“Devi fare il giornalista”. Così una collaboratrice de Il Giornale di Vicenza si è rivolta nei miei confronti qualche mese fa. No, non era un consiglio, ma un modo spregiativo per giudicare un mio articolo.
Ma la domanda, forte più che mai, che mi è salita ieri dopo aver letto l’intervista sul GdV a Marco Belinelli, è come sia possibile che una redazione sportiva firmi una nota di puntualizzazione all’interno dell’articolo per specificare che il “Poz” è Gianmarco… Pozzetto, al posto di Pozzecco. Uno che ha vinto una medaglia d’argento alle Olimpiadi e che anche pochi giorni fa è finito su tutti i media nazionali per la sua sfuriata in conferenza stampa durante la finale scudetto.
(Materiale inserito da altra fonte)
PR #714, opened 2025-10-14
Add PIO 7-segment display example

mjcross:
Add an example showing how to use the PIO to control a multiplexed 7-segment display.
@lurch this re-creates #375 as discussed, due to loss of the original repo


pio/seven_segment/7_segment.c
```diff
@@ -0,0 +1,38 @@
+#include <stdio.h>
+#include "pico/stdlib.h"
+#include "7_segment_lib.h"
+
+
+const PIO pio = pio0;
+const uint first_segment_pin = 8;   // gpio 15-8 = segments E,D,B,G,A,C,F,dp
+const uint first_digit_pin = 16;    // gpio 19-16 = common anodes 4,3,2,1
+
+//                      EDBGACF.       bit ordering depends on your display and wiring
```
lurch: It might be worth including an ASCII-art diagram showing which of the segments these letters correspond to?

pio/seven_segment/README.adoc
```diff
@@ -0,0 +1,22 @@
+= Driving a 7 segment LED display
+This example demonstrates how a PIO state machine can be used to control a four digit multiplexed 7-segment display with the Raspberry Pi Pico (RP2040).
+
+Multiplexed displays work by rapidly displaying each digit in turn and the PIO provides an excellent way to relieve the CPU of this time-consuming task.
+
+The total current required is typically more than the GPIO pins can supply so you're likely to need an external drive circuit like the one below.
+
+The PIO code uses four `side-set` pins to control the digit multiplex lines and displays the segment patterns received on the FIFO. It uses a non-blocking PULL to keep showing the same segments until the CPU sends new data.
+
+The provided example uses spells out the word **Pico** and then counts from 0 to 9999.
```
lurch:
```suggestion
The provided example spells out the word **Pico** and then counts from 0 to 9999.
```

pio/seven_segment/pio_7_segment_library/7_segment_lib.c
```diff
@@ -0,0 +1,75 @@
...
+    0b11011110,     // 6
+    0b00101100,     // 7
+    0b11111110,     // 8
+    0b01111110      // 9
+};
+
+
+// converts an integer into a 32-bit word representing up to four 7-segment digits
+//
+uint32_t int_to_seven_segment (int num) {
```
lurch, line 37: I guess this ought to check that `num <= 9999`? And if you were feeling clever, you could also handle numbers down to `-999` ? :wink:

pio/seven_segment/pio_7_segment_library/7_segment_lib.c
```diff
@@ -0,0 +1,75 @@
...
+    uint32_t word = 0;
+    if (num == 0) {
+        word = segments[0];
+    } else {
+        for (int bitshift = 0; bitshift < 32 && num > 0; bitshift += 8) {
+            word |= segments[num % 10] << bitshift;
```
lurch: I think this might be slightly more readable if you rearranged it to:
```suggestion
        for (int digit = 0; digit < 4 && num > 0; digit++) {
            word |= segments[num % 10] << (digit * 8);
```
?

pio/seven_segment/7_segment.c
mjcross: good idea - included in [0c1355e](https://github.com/raspberrypi/pico-examples/pull/714/commits/0c1355eeed5d0bbd3e4b927f30bf2e2400e6c3a4)

pio/seven_segment/README.adoc
mjcross: Well spotted - fixed in [0c1355e](https://github.com/raspberrypi/pico-examples/pull/714/commits/0c1355eeed5d0bbd3e4b927f30bf2e2400e6c3a4)

pio/seven_segment/pio_7_segment_library/7_segment_lib.c
mjcross: 1) OK [0c1355e](https://github.com/raspberrypi/pico-examples/pull/714/commits/0c1355eeed5d0bbd3e4b927f30bf2e2400e6c3a4) now returns an 'E' symbol for numbers >9999. 
2) While it would indeed be nice to handle negative numbers... and floats... and maybe octal/hex I think I'll leave that as an exercise for the user LoL

pio/seven_segment/pio_7_segment_library/7_segment_lib.c
mjcross: Hmmm - sorry to disagree but I think mine's more readable (and I know it works)... personal taste I guess, unless you feel strongly?

pio/seven_segment/pio_7_segment_library/7_segment_lib.c
lurch: If it _doesn't_ handle negative numbers, perhaps you ought to also display an `E` if `num < 0`? Alternatively, you could change the function to only take `unsigned int`? :thinking:

pio/seven_segment/pio_7_segment_library/7_segment_lib.c
lurch: > personal taste I guess

Fair enough :+1:

pio/seven_segment/pio_7_segment_library/7_segment_lib.c
mjcross: Agreed. Fixed in [4542b5a](https://github.com/raspberrypi/pico-examples/pull/714/commits/4542b5a8e8238178cadde525c1b5d06e32e36e6f)

lurch:
@mjcross I've not tested this, as I don't have a bagful of transistors handy, but does this work?
```c
// Simple example of how to convert an integer between -999 and 9999
// into a 32-bit word representing up to four 7-segment digits.
//
uint32_t int_to_seven_segment (int num) {
    uint32_t word = 0;
    if (num < -999 || num > 9999) {
        // number out of range, display 'E' symbol
        //       EDBGACF.
        word = 0b11011010
    } else { 
        if (num == 0) {
            word = segments[0];
        } else {
            bool negative = num < 0;
            if (negative) {
                num *= -1;
            }
            int bitshift;
            for (bitshift = 0; bitshift < 32 && num > 0; bitshift += 8) {
                word |= segments[num % 10] << bitshift;
                num /= 10;
            }
            if (negative) {
                bitshift += 8;
                // display '-' symbol
                //        EDBGACF.
                word |= 0b00010000 << bitshift;
            }
        }
    }
    return word;
}
```

mjcross:
@lurch yes: tested a couple of years ago when I wrote it, with tiny 7-segment displays that didn't need driver transistors ;-) The project I wrote it for needed up using an OLED display instead so it never got used.
The only thing I changed was the ordering of the bit-patterns in the lookup tables, just to make the wiring look simpler in the circuit diagram.
I'll do a quick check on that function later today, just to be sure though.

mjcross:
TBH if there's any bit of the project likely to cause issues it's probably the CMakeLists.txt files: I see at some point several of the example builds were adjusted to use `add_subdirectory_exclude_platforms()` so I've copied that, but I must admit I have no idea what it does.

lurch:
> yes: tested a couple of years ago when I wrote it

Ahhh, sorry for the miscommunication - I wasn't asking "Does your function work?", I was asking "Does my suggested change to your function, to add support for displaying negative numbers, work?" :joy: 

> to use `add_subdirectory_exclude_platforms()` so I've copied that, but I must admit I have no idea what it does.

It's so that if an example uses a hardware-feature that a particular board / chip / platform doesn't support, we don't try building that example for that chip. See e.g. https://github.com/raspberrypi/pico-examples/blob/master/rtc/CMakeLists.txt where we prevent the RTC examples from building for the RP2350 (as it doesn't have an RTC) or https://github.com/raspberrypi/pico-examples/blob/master/sha/CMakeLists.txt where we prevent the SHA examples from building for the RP2040 (as it doesn't have SHA256 hardware).

P.S. I've just realised that you also need to edit the top-level `README.md` in your PR, to add a link to your new example to https://github.com/raspberrypi/pico-examples?tab=readme-ov-file#pio :slightly_smiling_face:

mjcross:
Ahh - sorry! Didn't read carefully enough. That code looks nice - I'll check it this afternoon: tks!

mjcross:
I like it! Turns out you don't need the `bitshift += 8;`  otherwise the minus sign falls off the end LoL

mjcross:
You can simulate it with this slightly hacky code...

```
#include <stdio.h>
#include <stdlib.h>
#include <stdbool.h>
#include <string.h>

// segment patterns for digits 0-9
//
// By convention the segments are labelled as follows:
//
//  AAAA
// F    B
// F    B
//  GGGG
// E    C
// E    C
//  DDDD  .
//
// the bit ordering should match the way you connect up the GPIOs. Here it is
//    EDBGACF.
static const uint8_t segments[] = {
    0b11101110,     // 0
    0b00100100,     // 1
    0b11111000,     // 2
    0b01111100,     // 3
    0b00110110,     // 4
    0b01011110,     // 5
    0b11011110,     // 6
    0b00101100,     // 7
    0b11111110,     // 8
    0b01111110      // 9
};

// for display
static char rows[7][50];

// Simple example of how to convert an integer between -999 and 9999
// into a 32-bit word representing up to four 7-segment digits.
//
uint32_t int_to_seven_segment (int num) {
    uint32_t word = 0;
    if (num < -999 || num > 9999) {
        // number out of range, display 'E' symbol
        //       EDBGACF.
        word = 0b11011010;
    } else { 
        if (num == 0) {
            word = segments[0];
        } else {
            bool negative = num < 0;
            if (negative) {
                num *= -1;
            }
            int bitshift;
            for (bitshift = 0; bitshift < 32 && num > 0; bitshift += 8) {
                word |= segments[num % 10] << bitshift;
                num /= 10;
            }
            if (negative) {
                //bitshift += 8;
                // display '-' symbol
                //        EDBGACF.
                word |= 0b00010000 << bitshift;
            }
        }
    }
    return word;
}



void append_digit(uint8_t word) {
    static char temp_row[7][10];

    char e = word & 0b10000000 ? '|': ' ';
    char d = word & 0b01000000 ? '-': ' ';
    char b = word & 0b00100000 ? '|': ' ';
    char g = word & 0b00010000 ? '-': ' ';
    char a = word & 0b00001000 ? '-': ' ';
    char c = word & 0b00000100 ? '|': ' ';
    char f = word & 0b00000010 ? '|': ' ';

    snprintf(temp_row[0], sizeof(temp_row[0]), " %c%c%c%c   ", a, a, a, a);
    snprintf(temp_row[1], sizeof(temp_row[1]), "%c    %c  ", f, b);
    snprintf(temp_row[2], sizeof(temp_row[2]), "%c    %c  ", f, b);
    snprintf(temp_row[3], sizeof(temp_row[3]), " %c%c%c%c   ", g, g, g, g);
    snprintf(temp_row[4], sizeof(temp_row[4]), "%c    %c  ", e, c);
    snprintf(temp_row[5], sizeof(temp_row[5]), "%c    %c  ", e, c);
    snprintf(temp_row[6], sizeof(temp_row[6]), " %c%c%c%c   ", d, d, d, d);

    for (int i=0; i<7; i+=1) {
        strlcat(rows[i], temp_row[i], sizeof(rows[i]) - 1);
    }
}

void display_all(uint32_t word) {
    for (int i=0; i<7; i+=1) {
        rows[i][0] = '\0';
    }

    append_digit(word >> (3 * 8));
    append_digit(word >> (2 * 8));
    append_digit(word >> (1 * 8));
    append_digit(word);

    for (int i=0; i<7; i+=1) {
        puts(rows[i]);
    }
}


int main(int argc, char **argv) {

    display_all(int_to_seven_segment(-999));
    return (0);
}
```

mjcross:
The output is actually rather cute
```
                 ----    ----   
             |       |       |  
             |       |       |  
 ----            ----    ----   
             |  |            |  
             |  |            |  
                 ----    ----  
```

mjcross:
Hope the complex-looking circuit doesn't put people off: it's a really good use-case for the PIO. 
You're right that using a driver chip would have been a better idea than discrete transistors...

magy00:
Maybe add a dimmable version by adding something like
```
    mov y, isr       side 0b0000
delay:
    jmp y--, delay   side 0b0000
```
after `mov` (might require reshuffle of delays and placing `.wrap`/`.wrap_target` so that they could be changed using `pio_sm_set_wrap()` to skip these two instructions for full brightness, etc.)?

mjcross:
That’s neat :-)

peterharperuk:
I think you need to add more detail about the display you have written this for. A part number perhaps? A quick search mostly finds common cathode displays

mjcross:
> I think you need to add more detail about the display you have written this for. A part number perhaps? A quick search mostly finds common cathode displays

I agree - the parts I used were recovered from a (very) old calculator and as you say, common cathode displays are much more normal these days. I think I'll kill two birds with one stone and re-work this with a darlington driver chip (as previously suggested by @lurch IIRC) at the same time.

lurch:
Just in case it's useful: https://raspi.tv/2015/how-to-drive-a-7-segment-display-directly-on-raspberry-pi-in-python

mjcross:
> Just in case it's useful: https://raspi.tv/2015/how-to-drive-a-7-segment-display-directly-on-raspberry-pi-in-python

Very helpful, thanks 🙂 ... what that guy may not have quite worked out mind you, is that with 100 Ohm resistors he's probably driving 15mA per segment, so if he illuminates all 8 he's going to clobber the GPIO he's using for 'common' with 120mA #facepalm

mjcross:
Waiting for some components to arrive for testing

Solo pochi giorni prima, invece, l’ennesima perla con la foto in bella vista di Gianmarco Conte al posto di Diego Corral, la cui intervista è passata in secondo piano vista la sequela di messaggi che mi sono arrivati e i commenti irrisori dei tifosi nell’articolo pubblicato sulla pagina Facebook della Pallacanestro Vicenza, con tanto di surreale giustificazione da parte della Tramarossa: “Per un errore di archivio del giornale”.
Ma se un errore di archivio è comprensibile, lo è meno la supervisione di giornalisti sportivi che evidentemente non hanno idea di chi sia il giocatore più rappresentativo da due anni, e che mezza serie B vorrebbe, della principale squadra di basket della loro città, per di più già comparso in decine di articoli sullo stesso giornale.
Il pensiero allora torna sempre a quella frase iniziale che mi è stata rivolta da una loro giornalista. Così ho deciso di scrivere questo articolo, non per irrisorio sfogo, ma perché ho capito che in me c’è solo profonda amarezza per tutto questo, e una ferita nei miei ricordi.
Quelli in cui mio padre, Piero Andrein, quando ero piccolo portava a casa tutte le mattine quel quotidiano che leggevo sulla tavola a colazione, con un baffo di Nutella sulle labbra e i gomiti neri d’inchiostro. O di Daniele Fattori che mi ha aperto le porte al travolgente mondo del giornalismo, fino q quell’emozione della mia prima firma.
Per arrivare ora a rimanere così, “Infelici e contenti”.
Come il titolo del film con Pozzetto, Renato.